> _YOUR TASK_: Find all lines with the word "will" in the material, then copy them.

> _PROVIDED INFORMATION_:
>>>>

PR #896, opened 2023-09-14
fix: Always return a list on 'rtx ls <plugin> --json'

### LINKED ISSUE #882: Let `rtx ls --json` always return an array
A tool is installed, it returns an array:
```
# rtx ls vault --current --json
[
  {
    "version": "1.14.2",
    "requested_version": "1.14.2",
    "install_path": "/home/patrick/.local/share/rtx/installs/vault/1.14.2",
    "source": {
      "type": ".tool-versions",
      "path": "/home/patrick/.tool-versions"
    }
  }
]
```

When a tool isn't, it returns an object:
```
# rtx ls tflint --current --json
{}
```

That makes the output json hard to process with other tools like jq.
Always returning an array would help with that.

booniepepper:
closes #882

### DIFF
--- a/src/cli/ls.rs
+++ b/src/cli/ls.rs
@@ -126,25 +126,23 @@ impl Ls {
     }
 
     fn display_json(&self, runtimes: Vec<RuntimeRow>, out: &mut Output) -> Result<()> {
+        if let Some(plugin) = &self.plugin {
+            // only runtimes for 1 plugin
+            let runtimes: Vec<JSONToolVersion> = runtimes
+                .into_iter()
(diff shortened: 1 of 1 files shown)


src/cli/ls.rs
```diff
@@ -273,6 +271,19 @@ impl Ls {
 
 type RuntimeRow = (Arc<Tool>, ToolVersion, Option<ToolSource>);
 
+impl From<RuntimeRow> for JSONToolVersion {
```
jdx, line 274: so clean!

PR #949, opened 2023-10-18
fix deactivate with existing PROMPT_COMMAND

jdx:
Fixes https://github.com/jdx/rtx/issues/920

### DIFF
--- a/src/shell/bash.rs
+++ b/src/shell/bash.rs
@@ -52,6 +52,7 @@ impl Shell for Bash {
 
     fn deactivate(&self) -> String {
         formatdoc! {r#"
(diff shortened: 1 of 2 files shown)


src/shell/bash.rs
```diff
@@ -52,6 +52,7 @@ impl Shell for Bash {
 
     fn deactivate(&self) -> String {
         formatdoc! {r#"
+            PROMPT_COMMAND="${{PROMPT_COMMAND//_rtx_hook;/}}"
```
jdx, line 55: this maybe isn't the cleanest but I couldn't figure out a simpler way off the top of my head

PR #998, opened 2023-11-15
Fix quoting in zsh configuration instructions

benweint:


benweint:
Ah, actually I don't think this will work because of the fact that the installation script seems to be rendered via `envsubst` somewhere not on the user's machine. Let me think on it more.

benweint:
(Updated the description here with more detail after finding https://github.com/jdx/rtx/pull/963, which I think introduced this issue!)

jdx:
Thanks!

PR #1047, opened 2023-12-02
load installed/current plugins when installing plugins

jdx:
Possibly a cheap workaround for https://github.com/jdx/rtx/issues/393. It should make the following
possible:

    rtx install python
    rtx install poetry # poetry depends on python

If you were to just run `rtx install` and try to install python and
poetry at the same time it would not work, however.


jdx:
Then it will use system python

PR #1054, opened 2023-12-02
fix deadlock

jdx:
This was introduced in #1047


cluther:
Thanks for fixing this so quickly! It took me a bit to figure out why my prompts stopped appearing without a CTRL-C, but once I did, a quick apt update and upgrade to rtx 2023.12.13 fixed it.

In case it matters, I'm using the rtx.pub/deb repository on Ubuntu 22.04.3.

PR #4943, opened 2025-04-26
fix: Always use env::MISE_BIN when calling mise from itself (#4141)

hverlin:
- Update two places where `mise` assumed that `mise` is on `PATH` (in `mise dr --json` and `mise watch`).
- Update documentation to indicate how one might run tasks in series and mention that using `{{mise_bin}}` might be a good idea in this case.
- Add tests

Related discussion: https://github.com/jdx/mise/discussions/4141

### DIFF
--- a/src/cli/mod.rs
+++ b/src/cli/mod.rs
@@ -1,6 +1,7 @@
 use crate::cli::args::ToolArg;
 use crate::cli::run::TaskOutput;
 use crate::config::{Config, Settings};
+use crate::env::MISE_BIN;
 use crate::exit::exit;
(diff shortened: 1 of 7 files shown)


src/cli/mod.rs
```diff
@@ -334,6 +335,7 @@ impl Cli {
         }
 
         debug!("ARGS: {}", &args.join(" "));
+        debug!("MISE_BIN: {}", MISE_BIN.to_string_lossy().to_string());
```
jdx: this could be trace, I think it's too noisy to need it all the time

PR #4944, opened 2025-04-26
fix(unuse): allow unusing any version if version not specified

### LINKED ISSUE #4933: `unuse` does not recurse up to global
I ran `mise unuse java` but because there was a config file in my local directory it seems to not remove java from the place it's actually installed to.

```
❯ mise ls java
Tool  Version  Source                      Requested
java  24.0.1   ~/.config/mise/config.toml  24
❯ mise cfg
Path                        Tools
~/.config/mise/config.toml  java, npm:prettier, opentofu, shellcheck, terraform, watchexec,...
~/src/mise/mise.toml        actionlint, bun, cargo-binstall, cargo:cargo-edit, cargo:cargo-ins...
❯ mise unuse java
❯ mise ls java
Tool  Version  Source                      Requested
java  24.0.1   ~/.config/mise/config.toml  24
```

<<<<

> _YOUR SOLUTION_:
Ah, actually I don't think this will work because of the fact that the installation script seems to be rendered via `envsubst` somewhere not on the user's machine. Let me think on it more.
Then it will use system python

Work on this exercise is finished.